The chemical properties and the regulatory landscape for cooling fluids used in the different technologies are further discussed in this section.
Fluids that are important for two-phase immersion cooling are classified as per- and polyfluoroalkyl substances (PFAS), and more than 4,000 synthetic chemicals are used in industries and products such as firefighting, medicine and food packaging. Emerging PFAS regulations in the European Union and the United States are a potential barrier to their use in two-phase immersion cooling. On 7 February 2023, the European Chemicals Agency published the restriction proposal for PFAS substances26. Similarly, several US states are also working to restrict or ban non-essential PFAS use. A broad ban on more than 10,000 chemicals might be impractical, but science-based regulations based on overall LCA, persistence, bioaccumulation and toxicity may be effective.
The limitations on PFAS use may directly influence data centre immersion-cooling efforts. However, LCAs can calculate PFAS leakage impacts, help mitigate their associated risks and establish industry best practices such as sealed tanks and multiple levels of fluid containment.

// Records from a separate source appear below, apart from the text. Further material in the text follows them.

PR #244, opened 2019-09-25
Fix to pass isOptionDisabled in ObjectSearchCreate edit props

wpontius:
Follow up to #241 .

To be passed as an edit prop, the param `isOptionDisabled` must be added to the OSC interface and specifically picked from `editProps`.

### DIFF
--- a/src/inputs/ObjectSearchCreate.tsx
+++ b/src/inputs/ObjectSearchCreate.tsx
@@ -14,6 +14,7 @@ import {
   CX_PREFIX_SEARCH_CREATE,
   FormManager,
   IAntFormField,
+  IEndpointOption,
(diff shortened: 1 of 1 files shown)


src/inputs/ObjectSearchCreate.tsx
```diff
@@ -42,6 +42,7 @@ export interface IObjectSearchCreateProps {
   fieldDecorator: <T>(component: T) => T;
   formManager: FormManager;
   formModel: IModel;
+  isOptionDisabled?: (option: any) => boolean;
```
SHA-4: Replace the `any` with `IEndpointOption`? That's what the object search props indicates

PR #262, opened 2024-09-15
adds power-profiles-daemon to dependencies

TheyCallMeSecond:
power profile switch in battery module needs power-profiles-daemon package


TheyCallMeSecond:
or is it not optional ?

Jas-SinghFSU:
I think having it as optional is fine but we should add a notification indicating that the user must install it to change profiles. I can do that in a separate pr.

PR #272, opened 2024-09-19
Fixes the window title label option

painerp:
- Fixes the label option so it actually hides the label when toggled off
- Adds a side effect to the label and icon toggles so one of them is always active


modules/bar/window_title/index.ts
```diff
@@ -2,6 +2,7 @@ const hyprland = await Service.import('hyprland');
 import { BarBoxChild } from 'lib/types/bar';
 import options from 'options';
 import { ActiveClient } from 'types/service/hyprland';
```
Jas-SinghFSU, line 4:
```suggestion
import { Child } from 'lib/types/widget';
import { ActiveClient } from 'types/service/hyprland';
```

modules/bar/window_title/index.ts
```diff
@@ -177,35 +178,29 @@ const ClientTitle = (): BarBoxChild => {
                     truncation_size.bind('value'),
                 ],
                 (client, useCustomTitle, useClassName, showLabel, showIcon, truncate, truncationSize) => {
+                    const children: Label<never>[] = [];
```
Jas-SinghFSU, line 181:
```suggestion
                    const children: Label<Child>[] = [];
```
Let's assign the right type to the Label.

Jas-SinghFSU (changes requested):
Other than than looks great! :+1:

Jas-SinghFSU:
:heart:

Jas-SinghFSU (approved):

Issue #298, opened 2024-10-03
CLI: Get status of window


anotherhadi:
**Is your feature request related to a problem? Please describe.**
I'm creating a script that disable border rounding, gaps, etc to focus on my work and I want to hide my bar.
I currently just pkill ags but that's not very clean, and I can't use the "--toggle-window bar-0" because I don't know the status.

**Describe the solution you'd like**
A quick command that take the window name (bar-0, dashboard, ...) and return 0/1, true/false, ...
`hyprpanel -s (--status) [window]`

**Describe alternatives you've considered**
pgrep ags

Jas-SinghFSU:
Added a cli command to check window status. Please refer to the description of the MR until I update the documentation for instructions.
https://github.com/Jas-SinghFSU/HyprPanel/pull/301

PR #301, opened 2024-10-05
Added a CLI method to check the visibility of a window.

Jas-SinghFSU:
For example, a bar can be checked if it's visible or now via:
```bash
ags -r "isWindowVisible('bar-0')"
```
For bars it:
```
bar-n
```
Where `n` is the index of your monitor (0 is your primary one usually, so `bar-0`).

For menus such as the volume, dashboard or media menu, you can refer to the menu names here https://hyprpanel.com/configuration/cli.html#toggling-menus.

For example, to check if the dashboard menu is active you can type:

```bash
ags -r "isWindowVisible('dashboardmenu')"
```


Jas-SinghFSU:
closes #298

PR #315, opened 2024-10-08
fix: nix flakes install

### LINKED ISSUE #291: Fail to build on NixOS due to gnome-bluetooth
When i try to build, i get the following error:
`evaluation aborted with the following error message: 'lib.customisation.callPackageWith: Function called without required argument "gnome-bluetooth" at /nix/store/3p6803sfb55m8xcdcsx2alayfqf6nphs-source/nix/default.nix:24'`

M0NsTeRRR:
Fix #291 (as discussed on discord)


Jas-SinghFSU:
I would be extra aware that the `gnome.` prefix is set to be removed soon. From what I gather it's already removed on unstable and should be the moving to stable in the future.

Perhaps we update the documentation to reflect the installation for the current stable nix environment that way we don't break it for people using unstable.

zDyanTB:
```nix
(com.github.Aylur.ags:7922): Gjs-Console-CRITICAL **: 21:09:42.768: Error running command "$HOME/.config/ags/scripts/checkUpdates.sh -arch": bash: line 1: /home/zdyant/.config/ags/scripts/checkUpdates.sh: No such file or directory

(com.github.Aylur.ags:7922): Gjs-Console-CRITICAL **: 21:09:42.771: net.hadess.PowerProfiles is not available

(com.github.Aylur.ags:7922): GLib-GObject-CRITICAL **: 21:09:43.185: value "nan" of type 'gdouble' is invalid or out of range for property 'value' of type 'gdouble'

(com.github.Aylur.ags:7922): Gjs-WARNING **: 21:09:43.208: Unhandled promise rejection. To suppress this warning, add an error handler to your promise chain with .catch() or a try-catch block around your await expression. Stack trace of the failed promise:
execAsync@resource:///com/github/Aylur/ags/utils/exec.js:78:12
onConfigParsed@file:///nix/store/j2jmkvc01njmfavfxjbwawqy27nvg12w-hyprpanel-latest/config.js:15238:31
_load@resource:///com/github/Aylur/ags/app.js:203:29
async*vfunc_activate@resource:///com/github/Aylur/ags/app.js:109:14
_init/GLib.MainLoop.prototype.runAsync/</<@resource:///org/gnome/gjs/modules/core/overrides/GLib.js:266:34


(com.github.Aylur.ags:7922): GLib-GObject-CRITICAL **: 21:09:44.358: value "nan" of type 'gdouble' is invalid or out of range for property 'value' of type 'gdouble'
Gdk-Message: 21:09:44.495: Lost connection to Wayland compositor.
```

kashw2:
Why don't we just update the nixpkgs input to follow master instead of solutions that break this package for one portion of the user base to fix it for another?

This would remove ambiguity and would put the line in the sand saying that "This package follows whatever the latest is on nixpkgs master as of the time of the last flake update, you are free to change `inputs.nixpkgs.follows` as you please however your mileage may vary" as opposed to "This package follows nixos-unstable which is not latest and can cause issues for anyone who specifies their inputs as anything else". I believe that any project like this strives to be up to date with it's dependencies and upstream changes should follow master for those latest changes and set a firm line in the sand on that. Doing so would remove the issue from this project and return it to the user and the solution would no longer be to make pull requests that revert the previous fixes made for one half of the user base to appease the other.

Jas-SinghFSU:
@kashw2 I'm aligned with that approach. I don't particularly enjoy playing hot potato between unstable and stable either so anything to update our nix config to bring it more inline with best practices, I'm on board with.

Would you be able to make a PR?

M0NsTeRRR:
> Why don't we just update the nixpkgs input to follow master instead of solutions that break this package for one portion of the user base to fix it for another?

I don't agree with you. Some packages manage to handle multiple NixOS channels (though I can't explain exactly how, as I'm still a beginner). We shouldn't pin to `master` but to the `stable` or `unstable` branch, and I would recommend `stable` if we have to choose. Pinning to `master` will only work for `unstable`, since in `stable` we don't have `gnome.gnome-bluetooth` yet.

kashw2:
> > Why don't we just update the nixpkgs input to follow master instead of solutions that break this package for one portion of the user base to fix it for another?
> 
> I don't agree fully with you. Some packages manage to handle multiple NixOS channels (though I can't explain exactly how, as I'm still a beginner). We shouldn't pin to `master` see [here](https://nixos.wiki/wiki/Nix_channels) but to the `stable` or `unstable` branch, and I would recommend `stable` if we have to choose. Pinning to `master` will only work for `unstable`, since in `stable` we don't have `gnome.gnome-bluetooth` yet.
> 
> We can find a way that works for the two channels.
> 
Either channel works however the issue at hand isn't going to be fixed by changing between gnome.gnome-bluetooth and gnome-bluetooth constantly. The fix is pinning to a channel and making the user base aware that they may have issues if they alter it inside of their flake.

The decision over what channel to follow is ultimately at the discretion of @Jas-SinghFSU. The nature of flakes gives us the flexibility to use whatever channel the maintainers of this project want without any issue due to pinning in the lockfile assuming that whenever it is updated it is adequately tested. I suggest master because it allows us to be as up to date as we can be with changes coming from upstream nixpkgs.

M0NsTeRRR:
> Either channel works however the issue at hand isn't going to be fixed by changing between gnome.gnome-bluetooth and gnome-bluetooth constantly.
I fully agree with you. This PR is more of a test, as we discussed on Discord while trying to figure out why it wasn't working.

>  I suggest master because it allows us to be as up to date as we can be with changes coming from upstream nixpkgs.

Master is not a Nix channel and doesn't benefit from unstable CI tests. As stated, *'Contrary to a user of the git master branch, a channel user will benefit from both verified commits and binary packages from the binary cache.'* Therefore, master should not be considered a reliable source. 

Reference: [Nix Channels](https://nixos.wiki/wiki/Nix_channels), [Nixpkg documentation](https://nixos.org/manual/nixpkgs/stable/#overview-of-nixpkgs).

Of course, it's up to the maintainer to decide between `stable` or `unstable`.

> From my testing, this is a bit of PEBKAC where users are trying to pin this flakes input to their own nixpkgs input which follows a different channel that doesn't have changes to the top level attributes applied yet. I have been able to get this package to build using a version pinned to a version of this packages flake that used gnome.gnome-bluetooth and one that used just gnome-bluetooth. The only difference was what I made my nixpkgs input follow and making sure I invalidated the previous build and its store path before rebuilding.

`follows` is a good practice as it helps avoid having multiple nixpkgs on your machine. From my point of view, this is not a PEBKAC issue. The documentation doesn't mention anything about pinning inputs, so we can't expect new users to know this from the start.

Also, as I mentioned, how do other packages with this issue handle it? I'm pretty sure this isn't uncommon, and some flakes manage it within the flake itself to support both stable and unstable versions.

kashw2:
> > Either channel works however the issue at hand isn't going to be fixed by changing between gnome.gnome-bluetooth and gnome-bluetooth constantly.
> 
> I fully agree with you. This PR is more of a test, as we discussed on Discord while trying to figure out why it wasn't working.
> 
> >  I suggest master because it allows us to be as up to date as we can be with changes coming from upstream nixpkgs.
> 
> Master is not a Nix channel and doesn't benefit from unstable CI tests. As also stated, *'Contrary to a user of the git master branch, a channel user will benefit from both verified commits and binary packages from the binary cache.'* Therefore, master should not be considered a reliable source. 
> 
> Reference: [Nix Channels](https://nixos.wiki/wiki/Nix_channels), [Nixpkg documentation](https://nixos.org/manual/nixpkgs/stable/#overview-of-nixpkgs).
> 
> Of course, it's up to the maintainer to decide between `stable` or `unstable`.
> 
> > From my testing, this is a bit of PEBKAC where users are trying to pin this flakes input to their own nixpkgs input which follows a different channel that doesn't have changes to the top level attributes applied yet. I have been able to get this package to build using a version pinned to a version of this packages flake that used gnome.gnome-bluetooth and one that used just gnome-bluetooth. The only difference was what I made my nixpkgs input follow and making sure I invalidated the previous build and its store path before rebuilding.
> 
> `follows` is a good practice as it helps avoid having multiple nixpkgs on your machine. From my point of view, this is not a PEBKAC issue. The documentation doesn't mention anything about pinning inputs, so we can't expect new users to know this from the start.
> 
> Also, as I mentioned, how do other packages with this issue handle it? I'm pretty sure this isn't uncommon, and some flakes manage it within the flake itself to support both stable and unstable versions.

The more I thought about it, after the last comment the more I tend to agree that unstable is the best place for the flake to follow.

This issue specifically I would say is common and somewhat to be expected with the way the projects flake is currently set up in situations where nixpkgs makes changes to top-level attributes.

On the topic of letting users know, this is what could change and what I would champion for to avoid this. Imo it should go without saying that one of the first points of call to try and fix this should be to use the nixpkgs input that this project uses instead of pointing it to their own. Although I understand why some would like to keep all of their inputs pinned to a common input to save space. Although I wouldn't necessarily call this a good or bad practice as it gives the impression that not doing it is bad when it's apart of the problem in this situation.

I'm on board with dual channel solution although I haven't seen many flakes out there that have dual channel inputs.

Issue #314, opened 2024-10-08
Hide the pagination on the notification menu when page == 1


anotherhadi:
Everything is in the title!

rubiin:
I think the correct feature would be to hide the pager when there are only one page .

PR #335, opened 2024-10-17
fix: hide pager when only first page

rubiin:
Hide the page when there are only one page

when 0 notifications == no pager
image

when has only first page === no pager
image

when there is more than one pages === pager
image

closes https://github.com/Jas-SinghFSU/HyprPanel/issues/314


Jas-SinghFSU:
Thanks :tada:

PR #338, opened 2024-10-18
feature: hide notifications count when 0

rubiin:


Jas-SinghFSU:
I like this but we should make it a toggleable option.

rubiin:
@Jas-SinghFSU sure thing

rubiin:
could you check again

rubiin:
@Jas-SinghFSU could you check again

widget/settings/pages/config/bar/index.ts
```diff
@@ -738,6 +738,11 @@ export const BarSettings = (): Scrollable<Gtk.Widget, Gtk.Widget> => {
                     title: 'Show Total # of notifications',
                     type: 'boolean',
                 }),
+                Option({
+                    opt: options.bar.notifications.hideCountWhenZero,
+                    title: 'Hide Total # of notifications when zero',
```
Jas-SinghFSU, line 743:
```suggestion
                    title: 'Auto Hide Label',
                    subtitle: 'Hide Total # of notifications when zero',
```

For end users, LCAs are powerful tools in reducing GHG emissions, water consumption and energy demand. A holistic, multi-pronged risk-mitigation approach to use liquid-cooling fluids at scale includes the following:
-
alleviating the impacts of accidental spills by using chemicals that will not partition into groundwater and have lower solubility and reactivity with water streams;
-
ensuring that the fluid creation process follows all environmental, health and safety protocols, and that the production plant always acts as a good neighbour to its surrounding community;
-
tracking transportation and establishing the shortest possible routes;
-
using containers and secondary containers to prevent direct ground spills;
-
situating the data centres away from large bodies of water (above or below ground) in zones with low natural disaster risk and drier climates;
-
using asphalt and concrete barriers to catalyse evaporation if spill prevention fails; and
-
minimizing server and tank fluid usage, designing tanks for minimal fluid loss, implementing primary and secondary spill containment, monitoring vapour loss, implementing mechanical and chemical vapour traps at the exhaust systems and providing adequate air circulation in the data centre.